### What needs to be done
Your response should contain each line of the data that includes "histogram".

### Source records
PR #1692, opened 2026-06-26
Talks Tutorials grid and Sessions at the same time

nikoshell:


europython-society:
# Preview available
|Key|Value|
|---|---|
|url|https://ep2026-talks-tutorials.ep-preview.click|
|last update|2026-07-10T20:13:11.261Z|

dariagrudzien:
1. Open spaces tab is empty, something should be there, at least some placeholder text in the middle of the page? So it doesn't look like it's broken, which it now does.
2. Nitpick: Talks vs Tutorials swap is not intuitive to me. Would it make sense to see both?

dariagrudzien (dismissed):
Open Spaces page looks broken, can we put some one-liner in the middle of the page that details are coming soon?

hypha:
I like the posters page. But I don't think the schedule works well
- When I click `Schedule`, before the conference I’d expect it to default to **Monday**, and during the conference to default to **today**. From there, it should be easy to navigate between **Mon–Fri**. Right now it goes straight to `/talks`, and it takes me longer than it should to realise how to navigate to tutorials.

- For the tutorial days, Fishbowl and multifunctional rooms are for summits, so they should come _after_ S4B in the order.

- During the talk days, the events outside the main 5 tracks should either live somewhere else (for example like in #1695, with maybe a small note at the top signposting to them for visibility), or at least come *after* the main tracks rather than before. If we keep them in the same schedule view, I think the display needs rethinking. Right now the 5 talk-track columns become very narrow and long especially for Friday, which makes it hard to scan, follow, and tell where things begin and end. (And since this is hard to do, I vote for keeping only the 5 main tracks here).

* Also, the posters on Friday look pretty broken right now

image

nikoshell:
> I like the posters page. But I don't think the schedule works well
> 
>     * When I click `Schedule`, before the conference I’d expect it to default to **Monday**, and during the conference to default to **today**. From there, it should be easy to navigate between **Mon–Fri**. Right now it goes straight to `/talks`, and it takes me longer than it should to realise how to navigate to tutorials.
> 
>     * For the tutorial days, Fishbowl and multifunctional rooms are for summits, so they should come _after_ S4B in the order.
> 
>     * During the talk days, the events outside the main 5 tracks should either live somewhere else (for example like in [add side events page #1695](https://github.com/EuroPython/website/pull/1695), with maybe a small note at the top signposting to them for visibility), or at least come _after_ the main tracks rather than before. If we keep them in the same schedule view, I think the display needs rethinking. Right now the 5 talk-track columns become very narrow and long especially for Friday, which makes it hard to scan, follow, and tell where things begin and end. (And since this is hard to do, I vote for keeping only the 5 main tracks here).
> 
> 
>     * Also, the posters on Friday look pretty broken right now
> 
> 
> image

As I understand those are already covered by other PRs.

gbdlin (approved):

PR #1695, opened 2026-06-27
add side events page

dariagrudzien:
Based on feedback from attendees from the previous year, adding a dedicated page to keep all sessions and events other than talks & tutorials on a single page, so they are easier to discover - and find at the venue.

image


src/content/events/language-summit.md
```diff
@@ -0,0 +1,13 @@
...
+title: Python Language Summit
+date: "2026-07-14"
+time_start: "09:00"
+time_end: "17:00"
+location: "ICE Kraków Congress Centre, room TBA"
+url: /language-summit
+description:
+  CPython and alternative implementation developers gather to share information,
+  discuss common problems, and solve them. Invite-only for Python core
+  developers.
```
hugovk: Invite-only, but not only the Python core team.

The long version is:

> We welcome Python core team and triage team members, active contributors to CPython and alternative Python implementations, and other community members with a topic to discuss with the core team.

https://ep2026.europython.eu/language-summit/#who-can-attend

Maybe just say "invite only"?

```suggestion
  discuss common problems, and solve them. Invite only.
```

hugovk (commented):
Great idea!

europython-society:
# Preview available
|Key|Value|
|---|---|
|url|https://daria-alt-schedule.ep-preview.click|
|last update|2026-06-28T20:27:08.558Z|

nikoshell:
Cons:
- We are repeating that what we have in the menu but with item "Side Events"
image

- We create schedule/events/  new page that have timestamps and events but with new design 

Pros:
- Simple information about side events in one place

Suggestions:
- we need to organize menu in better way 
- we can use current schedule theme to present data
image
- those boxes can be used to organize schedule sub navigation
- other option is to use this layout
image

Things to avoid:
- css with fonts manipulations, at least typography and colors we try to have common.

dariagrudzien:
@nikoshell Thanks for the comment!

1. Duplicating pages - this is by design. Last year we had all events in the navbar, and people still struggled to find them 🤷‍♀️ So this is meant as an additional way to see the same information, in the hope that it will help attendees find events they would otherwise miss. I also think that seeing them all in a single view, with all time and room details is a better way to present the offer, then just let people read the details on specific event page.

2. `new page that have timestamps and events but with new design` - that's also my continuous decision to display the information differently. My initial instinct was to duplicate the schedule format, but in my experience that's more confusing - you have 2 different tabs open, they mostly look the same, but they have different information. I decided I'd rather make this alternative events page visually very distinct, consistent with the rest of the website but in complete contrast to the schedule. 

An additional reason not to pick the schedule format is this: talks and tutorials fit into the same time slots, while all other events have very different timing. Some are full day, some are 1 hour, some will be 2-3 hours, and overall it's not going to be 100 sessions which have to fit into a page, but maybe 10-20. In my opinion that requires more flexibility. I'm open to alternatives, but I don't think that duplicating the talks schedule is the way to go. Unless we want to try and add all those side events into the schedule, which is another thing which I considered, but I think it would be overwhelming and would break the visual integrity of the current schedule. Maybe @cmaureir has an opinion about this?

3. `we need to organize menu in better way` - I don't know, do we? It looks quite good to me, particularly the Programme section.

4. Using the Poster layout - I didn't know that we have it, thanks for pointing it out. I'm open to trying it out to see how it will work. What's really missing from that layout for me is a quick visual info about the time and location - you need to click on the details of the specific event. It also has less space to add those 2-3 sentences about the event which explain what it's about. I do think it's a better format than just duplicating the schedule, but I think that making those pages visually similar is not good for the users. I think that keeping the layouts different allow returning users to quickly identify if they are on the correct page. It it my personal, uneducated opinion though, I'd appreciate someone with UX experience weighing in :)

hypha:
@dariagrudzien I really like the idea as well. Happy to do a review of the content too, but at the moment I can see some locations are still marked as TBD even though they’re already available. Not sure if those are just placeholders for now in draft stage or ready for review.  A few initial thoughts:

- I think it would be really beneficial to put it in the menu. At the moment, even though you’ve added it in `nav.ts` `  sideEvents: { label: "Side Events", url: "/schedule/events" },` because it’s nested I don’t actually see it in the menu.

- I’m a little unsure about the term “side event”, as it might suggest they’re secondary to the talks, which may or may not be true depending on the person. I’m struggling to think of a better term, so here’s a slightly wonky one: Beyond the Talks in the menu, and Events Beyond the Talks as the page title.

- In fact, during the conference it might even be nice to link the page as a CTA alongside the talk schedule on the homepage

clytaemnestra:
Thanks for the PR! I like the idea too! 

+1 on adding it to the menu, I couldn't find the page. 

I think duplicating pages is okay as long as it serves a different purpose, for example detailed information vs overview etc. There's also this: https://ep2026.europython.eu/overview/

I like the poster layout, but it's missing times, as @dariagrudzien pointed out. So if we're not able to take that box and add times, I'd rather leave the layout that is in this PR.

dariagrudzien:
After a discussion with @nikoshell we agreed on a different direction, but we'll make sure that side events are easy to find.

PR #1699, opened 2026-06-29
Add #EuroPython #Python hashtags to bingo share

hugovk:
Also list social networks in same order as homepage:

image


europython-society:
# Preview available
|Key|Value|
|---|---|
|url|https://share-bingo.ep-preview.click|
|last update|2026-07-03T23:50:55.949Z|

src/components/island/BingoCard.svelte
```diff
@@ -53,10 +53,10 @@
     const count = attended.length;
     const base = `I've attended ${count} EuroPython conference${count !== 1 ? 's' : ''}! 🐍`;
     const body = count > 0 ? `${base}\n\n${attended.join(' · ')}` : base;
-    return `${body}\n\nWhat about you: ${BINGO_PAGE_URL}`;
+    return `${body}\n\nWhat about you? ${BINGO_PAGE_URL}\n#EuroPython #Python`;
   }
 
-  const BINGO_PAGE_URL = 'https://ep2026.europython.eu/#bingo';
+  const BINGO_PAGE_URL = 'https://ep2026.europython.eu/bingo';
```
dariagrudzien, line 59: This was suggested to me before, but other sections have URLS like `https://ep2026.europython.eu/#krakow` - don't we want to be consistent? And does the hash even matter?

src/components/island/BingoCard.svelte
```diff
@@ -53,10 +53,10 @@
     const count = attended.length;
     const base = `I've attended ${count} EuroPython conference${count !== 1 ? 's' : ''}! 🐍`;
     const body = count > 0 ? `${base}\n\n${attended.join(' · ')}` : base;
-    return `${body}\n\nWhat about you: ${BINGO_PAGE_URL}`;
+    return `${body}\n\nWhat about you? ${BINGO_PAGE_URL}\n#EuroPython #Python`;
```
dariagrudzien:
```suggestion
    return `${body}\n\nWhat about you? ${BINGO_PAGE_URL}\n\n#EuroPython #Python`;
```

dariagrudzien: This would help readability

dariagrudzien:
@hugovk I don't really know why, but this change breaks LinkedIn sharing by removing the URL, by clipping everything after the last question including the URL:

this PR
image

prod
image

dariagrudzien (dismissed):

src/components/island/BingoCard.svelte
hugovk: I don't think we need them, they look a bit weird, and when I click around the site, I don't see any hashes like this in URLs (not counting mid-page anchors)

hugovk:
> I don't really know why, but this change breaks LinkedIn sharing by removing the URL, by clipping everything after the last question including the URL:

Hmm, this is what Claude suggests:

>   Root cause: The ? introduced in commit c191e311 ("What about you:" → "What about you?").
>   The text is sent correctly encoded as %3F, but LinkedIn's shareActive flow decodes the
>   text parameter and re-parses it internally, so a literal ? in the decoded text truncates
>   everything after it. The # characters are not the issue — prod's URL contained /#bingo
>   and shared intact, so the new hashtags can stay.
> 
>   The fix in src/components/island/BingoCard.svelte:51: buildShareText() now takes a
>   forLinkedIn flag. LinkedIn gets the ?-free "What about you:" phrasing, while X, Bluesky,
>   and Mastodon keep "What about you?". A comment notes the LinkedIn quirk so nobody
>   reintroduces it.
> 
>   Worth verifying with a real LinkedIn account before merging, since this behavior is
>   entirely on LinkedIn's side and undocumented — the diagnosis rests on the prod-vs-PR
>   comparison in Daria's screenshots. If you'd rather not have per-network phrasing, the
>   alternative is reverting to "What about you:" everywhere.

```diff
diff --git a/src/components/island/BingoCard.svelte b/src/components/island/BingoCard.svelte
index 085796e6..1688e91c 100644
--- a/src/components/island/BingoCard.svelte
+++ b/src/components/island/BingoCard.svelte
@@ -48,18 +48,20 @@
     } catch {}
   }
 
-  function buildShareText() {
+  function buildShareText(forLinkedIn = false) {
     const attended = editions.filter((_, i) => checked[i]).map(e => `${e.year} ${e.city}`);
     const count = attended.length;
     const base = `I've attended ${count} EuroPython conference${count !== 1 ? 's' : ''}! 🐍`;
     const body = count > 0 ? `${base}\n\n${attended.join(' · ')}` : base;
-    return `${body}\n\nWhat about you? ${BINGO_PAGE_URL}\n\n#EuroPython #Python`;
+    // LinkedIn drops everything after a "?" in the prefilled text, even when encoded
+    const prompt = forLinkedIn ? 'What about you:' : 'What about you?';
+    return `${body}\n\n${prompt} ${BINGO_PAGE_URL}\n\n#EuroPython #Python`;
   }
 
   const BINGO_PAGE_URL = 'https://ep2026.europython.eu/bingo';
 
   function shareLinkedIn() {
-    const text = buildShareText();
+    const text = buildShareText(true);
     window.open(
       `https://www.linkedin.com/feed/?shareActive=true&text=${encodeURIComponent(text)}`,
       '_blank', 'noopener,noreferrer'

```

But we can just change "What about you?" back to "What about you:" for a quick fix.

dariagrudzien:
> But we can just change "What about you?" back to "What about you:" for a quick fix.

Sure, that makes sense. Let's make sure to keep 2 newlines before the hashtags, so the url pops out.

I'm heading for the EP and some family time before that, will be mostly offline from now on.

src/components/island/BingoCard.svelte
```diff
@@ -53,10 +53,10 @@
     const count = attended.length;
     const base = `I've attended ${count} EuroPython conference${count !== 1 ? 's' : ''}! 🐍`;
     const body = count > 0 ? `${base}\n\n${attended.join(' · ')}` : base;
-    return `${body}\n\nWhat about you: ${BINGO_PAGE_URL}`;
+    return `${body}\n\nWhat about you? ${BINGO_PAGE_URL}\n\n#EuroPython #Python`;
```
hugovk:
```suggestion
    return `${body}\n\nWhat about you: ${BINGO_PAGE_URL}\n\n#EuroPython #Python`;
```

hugovk:
> > But we can just change "What about you?" back to "What about you:" for a quick fix.
> 
> Sure, that makes sense. Let's make sure to keep 2 newlines before the hashtags, so the url pops out.

Done, back to colon, and with 2 newlines before the hashtags.

> I'm heading for the EP and some family time before that, will be mostly offline from now on.

Have a good break before EP!

Perhaps someone else can approve/merge.

hypha (approved):
Tested on LinkedIn and looks good now.

nikoshell:
> @hugovk I don't really know why, but this change breaks LinkedIn sharing by removing the URL, by clipping everything after the last question including the URL:
> 
> this PR image
> 
> prod image

We should check our **main page** OpenGraph details to be sure that there is no issue when we share it on socials.

nikoshell:
Not related to this PR.
#1732

PR #1714, opened 2026-07-01
Added Beginners' Day content

t-redactyl:
I've added in a page for the Django Girls and Humble Data events on the first sprints day.


europython-society:
# Preview available
|Key|Value|
|---|---|
|url|https://ep2026-beginners-day-page.ep-preview.click|
|last update|2026-07-03T22:54:29.886Z|

package.json
nikoshell, line 1: Do we need this change?

t-redactyl: You're right, I didn't mean to commit this one. No, we don't need to change package.json.

t-redactyl:
@nikoshell I restored package.json to the version on main (ep2026). Let me know if I did it right.

nikoshell (approved):

PR #1707, opened 2026-06-30
New schedule view with advanced search

nikoshell:
Schedule view with filters and multiple views (timeline, grid, list)

Unpublished pages are marked as red in the main navigation just for this PR.
They will be visible as red only in dev instance.

PR #1735, opened 2026-07-03
Fix timline overlaps

nikoshell:


nikoshell:
This PR is fixing this case
image

europython-society:
# Preview available
|Key|Value|
|---|---|
|url|https://ep2026-fix-schedule-time.ep-preview.click|
|last update|2026-07-05T13:48:51.376Z|

hypha:
Thanks for working on this! It looks better than before. But right now, the time for Friday 14:30 is for the glass room, which is for community events, instead of the talk rooms. To me, it makes more sense to: 
- put glass room to after S4
- show talk room's start times (they will also be more nicely aligned!)
- in each glass room's sessions, we can maybe put a small xx:xx - yy:yy (or just the start time), so people still know when it starts, but the main timeline reflects the main talk schedule. 
WDYT?

nikoshell:
> Thanks for working on this! It looks better than before. But right now, the time for Friday 14:30 is for the glass room, which is for community events, instead of the talk rooms. To me, it makes more sense to:
> 
>     * put glass room to after S4
> 
>     * show talk room's start times (they will also be more nicely aligned!)
> 
>     * in each glass room's sessions, we can maybe put a small xx:xx - yy:yy (or just the start time), so people still know when it starts, but the main timeline reflects the main talk schedule.
>       WDYT?

We noticed the issues with rooms you mention and try for improve it with progamme api 
One of the solution which we working on is multiple schedule views with one column time line and view with grid.
Here is draft #1707 but there are also issue related to schedule which have higher priority.

nikoshell:
@hypha is there anything else to do in scope of this issue ? 
this PR solves only overlaping on timeline

hypha:
Hi @nikoshell the overlapping issue is indeed solved. I just think it should show the start time of the main tracks (S1-S4) on the timeline, instead of the community event. But if that is better addressed in #1707, then totally fine to merge this one!

nikoshell:
We try to fix bugs quickly and merge quickly.

Feature or design requests can go with regular workflow.

hypha (approved):
If I understand correctly, we do improvement in new PRs. Approving as this solves the overlapping issue.

nikoshell:
I will write it down and prepare PR with that

PR #712, opened 2024-12-30
dtdoc edit for "darkroom: Add synchronization of last edited iop to selection."

tnbde:
[darktable PR#17589](https://github.com/darktable-org/darktable/pull/17589) 
- The first commit adds in the filmstrip.md an additional item in the shortcut list describing the new shortcut Ctrl+X implemented by the darktable PR metioned above. In addition, I decided to clarify the first sentence, since from my understanding the filmstrip is only available in the darkroom view.
- The second commit is an edit of the last paragraph mentioning the filmstrip module in the darkroom-view-layout.md, so that it is formatted more consistently like all other modules mentioned in this document.


content/darkroom/darkroom-view-layout.md
```diff
@@ -91,4 +91,5 @@ From left to right:
 ![guides-overlays-icon](./darkroom-view-layout/guides-overlays-icon.png#icon) [guides & overlays](../module-reference/utility-modules/darkroom/guides-overlays.md)
 : Left-click to switch global guide overlays on/off and right-click to change the guide settings, including the color of all on-image drawing (masks, crop guides etc.)
 
-You can also enable the [filmstrip](../module-reference/utility-modules/shared/filmstrip.md) module at the bottom of the screen to allow you select and interact with the currently selected collection in the [lighttable](../lighttable/_index.md) view.
+[filmstrip](../module-reference/utility-modules/shared/filmstrip.md)
+: You can also enable the filmstrip at the bottom of the screen allowing you to select and interact with the currently selected collection similar to the [lighttable](../lighttable/_index.md) view.
```
elstoc, line 95: This isn't a formatting error, it's on purpose. The definition list describes the buttons, but filmstrip is not a button. I don't think we should change this.

content/module-reference/utility-modules/shared/filmstrip.md
```diff
@@ -6,7 +6,7 @@ tags:
 view: darkroom, tethering, map, print
 ---
 
-The filmstrip can be used to quickly switch between images. The images shown are the same as those displayed in the lighttable view and are defined by the currently-selected collection.
+The filmstrip can be used to quickly switch between images in the darkroom. The images shown are the same as those displayed in the lighttable view and are defined by the currently-selected collection.
```
elstoc, line 9: This is documented here (under `utility-modules/shared`) because the filmstrip is used in multiple views, not just the darkroom.

elstoc (changes requested):

content/module-reference/utility-modules/shared/filmstrip.md
tnbde: Thanks for the clarification, I only knew the filmstrip module from the darktable view, I will correct it.

content/darkroom/darkroom-view-layout.md
tnbde: One advantage is here, that the filmstrip module is formatted in the same way in this chapter/section, like all other modules as in the left and right panel subsections.

But if it was intended this way, i will correct it. Thanks for the feedback!

elstoc: I do think there's a good argument for filmstrip being a toggle button on the button bar, but that's another discussion

tnbde: I agree. This should be reverted now.

elstoc:
Thanks

PR #714, opened 2025-01-01
Documented how to override the default exposure and black point adjustment behavior in the histogram...

avidandrew:

[PR17838](https://github.com/darktable-org/darktable/pull/17838)

This documents how to modify the behavior when adjusting exposure/black point in the histogram, waveform, or rgb parade scopes.


elstoc:
IIRC there's also a bauhaus-style right-click option to edit these, which should probably also be documented.

avidandrew:
I made it a bit more clear that right-clicking is another way to fine-tune the adjustment

elstoc:
Ok thanks, looks good

PR #715, opened 2025-01-01
Changed the symbols for OR and AND to the Venn diagrams for union and intersection

avidandrew:

[PR17720](https://github.com/darktable-org/darktable/pull/17720)

This updates the screenshots for the color label filter to use the new Venn diagram symbols.


elstoc:
I think it would be better if the sizes of these images were closer to those currently on the website, which I made larger so they were clearer in the manual. IIRC I ended up playing around with the DPI and/or font sizes in `preferences>general` when I did these originally.

avidandrew:
I uploaded new, larger versions of these images. For reference, I set `GUI controls and text DPI` in `preferences>general` to 160 to get this new resolution

elstoc:
Thanks, could you modify the color labels image as well, and to include the same content as the previous image (show the entire widget, for consistency with the other images in the manual)

elstoc:
Nice one, thanks

PR #727, opened 2025-02-07
Added some words about vectorscope color harmony buttons only to be s…

DanielFeld2020:
…hown when in RYB color space


elstoc:
LGTM thanks!

PR #734, opened 2025-03-23
Document the find tag menu item in attached tags area

Phemisters:
Related to this PR: https://github.com/darktable-org/darktable/pull/16208

Add a doc note that there is a _find tag_ menu item in the tagging module for finding tags in the tag dictionary matching an attached tag.


Phemisters:
@elstoc this PR was created before any of my PRs had been merged and I think that is why there is still a workflow waiting to be approved.

elstoc:
I don't pay much attention to the workflow approval to be honest. The only reason I haven't looked at this yet is that I don't use tagging, so it requires more time than some of the others

PR #739, opened 2025-03-29
composite: describe 8bit limitation and workaround

ralfbrown:
Addresses https://github.com/darktable-org/darktable/issues/18573 by documenting the implementation limitations and how to avoid the resulting posterization or unexpected change in appearance of the overlaid image.


elstoc:
Thanks

PR #740, opened 2025-03-30
add note about handling non-hazy images

ralfbrown:
Related to discussion on https://github.com/darktable-org/darktable/issues/16746


jenshannoschwalm:
Diffuse/Sharpen would also be an obvious way.

PR #747, opened 2025-04-11
Add CIN and DPX to the list of graphicsmagic supported image formats

victoryforce:
See https://github.com/darktable-org/darktable/pull/18054 and https://github.com/darktable-org/darktable/pull/18280.


elstoc:
Thanks!

PR #749, opened 2025-04-12
Update collections sort / recent collections docs

Phemisters:
Related to: https://github.com/darktable-org/darktable/pull/16072

The sorting of collections is now done in a button (not a preference). There have also been some other minor changes to icons (collection _AND_ and _OR_ icons) and the way recent collections module is made visible.

I'm not sure of the best place to mention that you can now right-click in a side panel to see a list of utility modules and change their visibility - added to _overview_ but open to suggestions. Also, this might be taken as part of https://github.com/darktable-org/darktable/pull/17425, but that PR says it is a double click and that does not appear to be true.

Edit: Since I was removing the bit about the preference for altering the recent module's visibility I wanted to say something about this in this PR, but happy to remove the _overview_ change.


elstoc:
I'm fine with putting the note about hiding utility modules here. To complete the documentation on the new icons, it would be useful to also refresh the screenshot in "overview/user-interface/top-panel"

Phemisters:
>  To complete the documentation on the new icons, it would be useful to also refresh the screenshot in "overview/user-interface/top-panel"

Re-captured screenshot.

elstoc:
Thanks

PR #757, opened 2025-04-17
Color picker and distorting modules doc change

Phemisters:
darktable PR: https://github.com/darktable-org/darktable/pull/16534

I have copied the text from the [release description](https://www.darktable.org/2024/06/darktable-4.8.0-released/) since (after trying it out) I couldn't come up with a better way of describing this change. In fact, it may be that we don't need to add the extra text at all, as I suppose it now works the way people might have assumed it worked anyway.

I also fixed what seem to be broken references to the icon.


elstoc:
The bit about the icon was supposed to be a link to the section of the manual that describes pickers (in general), rather than an icon (I assume that link does work). Also I think that extra sentence poses more questions (to the user) than it answers.

So I don't think we need this PR, though I'm open to discussion if you disagree.

Phemisters:
> The bit about the icon was supposed to be a link to the section of the manual that describes pickers (in general), rather than an icon (I assume that link does work). 

For me the existing link results in a 404 response, and it is not clear to me what the intention is if its not the icon.

> 
> So I don't think we need this PR, though I'm open to discussion if you disagree.

I'm happy to close the PR.

elstoc:
> For me the existing link results in a 404 response, and it is not clear to me what the intention is if its not the icon.

Yes you're right, the link is broken. Fixed in ff09e608527f73f567724c352a1199d599774fe3

Issue #535, opened 2013-11-01
app/wordnet_app breaks in Python3


stevenbird:
Run wordnet_app.py on the command line, to start up the wordnet browser, and search for "dog" and then click on the first link "domestic dog". The following stacktrace is produced in the terminal:

Exception happened during processing of request from ('127.0.0.1', 50299)
Traceback (most recent call last):
  ...
  File "./wordnet_app.py", line 719, in page_from_href
    return page_from_reference(decode_reference(href))
  File "./wordnet_app.py", line 687, in decode_reference
    string = base64.urlsafe_b64decode(string)
  File "/opt/local/Library/Frameworks/Python.framework/Versions/3.2/lib/python3.2/base64.py", line 131, in urlsafe_b64decode
    return b64decode(s, b'-_')
  File "/opt/local/Library/Frameworks/Python.framework/Versions/3.2/lib/python3.2/base64.py", line 83, in b64decode
    raise TypeError("expected bytes, not %s" % s.__class__.**name**)
TypeError: expected bytes, not str

stevenxxiu:
`get_static_wx_help_page` does not exist anymore in wordnet_app.py, can it be removed?

PR #536, opened 2013-11-02
Fixed some encoding bugs in wordnet_app.py, cf https://github.com/nltk/nltk/issues/535

stevenxxiu:
Fixed some encoding bugs in wordnet_app.py, cf https://github.com/nltk/nltk/issues/535


stevenbird:
@jskda are you testing with both Python 2.6 and 3.2?

stevenxxiu:
@stevenbird: I've tested with python 2.7 and 3.2, I'll test with python 2.6 today.

stevenxxiu:
@stevenbird: I've now tested this with python 2.6 on linux and it works for me.

stevenbird:
Thanks.

Issue #529, opened 2013-10-30
Check find_file() in internals.py for byte vs. string issues


ewan-klein:
The following diff fixes one problem in part of find_file() (though change has not yet been merged in). It would be worth checking through the whole of the function to see if there are other instances where this problem arises.

```
             try:
                 p = subprocess.Popen(['which', alternative], stdout=subprocess.PIPE)
                 stdout, stderr = p.communicate()
-                path = stdout.strip()
+                path = stdout.strip().decode('utf8')
                 if path.endswith(alternative) and os.path.exists(path):
                     if verbose: print('[Found %s: %s]' % (filename, path))
                     return path
```

stevenbird:
@jskda please take a look at this

kmike:
By the way, shouldn't this be `stdout.decode(stdout.encoding).strip()`?

ewan-klein:
Thanks - I stand corrected :-)

PR #538, opened 2013-11-03
decode path byte string

japerk:
without decode(), path.endswith(alternative) will throw an exception, making the which lookup fail
decode() on python2 returns unicode from ascii
decode() on python3 returns string from bytes


stevenbird:
This was already dealt with in https://github.com/nltk/nltk/issues/529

### Output below
Documented how to override the default exposure and black point adjustment behavior in the histogram...
This documents how to modify the behavior when adjusting exposure/black point in the histogram, waveform, or rgb parade scopes.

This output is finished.